I have the same findings. All film capacitors are directional soundwise. In some, the difference isn't small at all. I remember listening to a Mundorf RXT as a coupling capacitor. I considered throwing them because of the horrible signature they had. But after reversing them, they sounded really good.
This week, I listened to a slew of 4 uF caps on my 100+ dB ALTEC home system, and I was easily able to hear which polarity sounded BEST to my ear, in the crossover locations. I never measured inner or outer foils, because what really matters is how it sounds best !!'
Have FUN in 'yer audio journey.
Speakers with sensitivity over 100 dB sure do allow you to make aural determinations easily !!
The above post is what Michael Percy sent me, last year. A good man, is Percy !!
Jeff Medwin
Dear Jeff,
I have the same paragraph from M Percy on polarity and how to find it. Thanks for your good intentions however.

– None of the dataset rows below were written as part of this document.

PR #343, opened 2023-09-22
For discussion only: Temporary changes to make timeseries work with new Sumo cases

HansKallekleiv:
Temporary fixes only as input for discussion.

Can be tested on new cases in sumo "prod" env.
For drogon this case can be used: drogon_sim2sumo-2023-08-30 (one of them...)

Some observations so far:
- schema is missing
- date is in microseconds
- vector columns are in double
- table name is now field specific instead of "summary", i.e. "DROGON"
- tagname is "summary" instead of "eclipse"


HansKallekleiv:
Fixed in: https://github.com/equinor/webviz/pull/434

As to choosing the direction based on "how it sounds", that's a lovely idea in principle but messy in the application. Where these capacitors are going, deep into the circuit of a direct-drive Beveridge amplifier that sits inside the base of massive Beveridge speakers, it is simply not possible to use the "how it sounds" criterion. It would take me a couple of days to muster up the time to make the swap, during which, unless the differences were profound, I'd lose the sense of how one way might be different from the other.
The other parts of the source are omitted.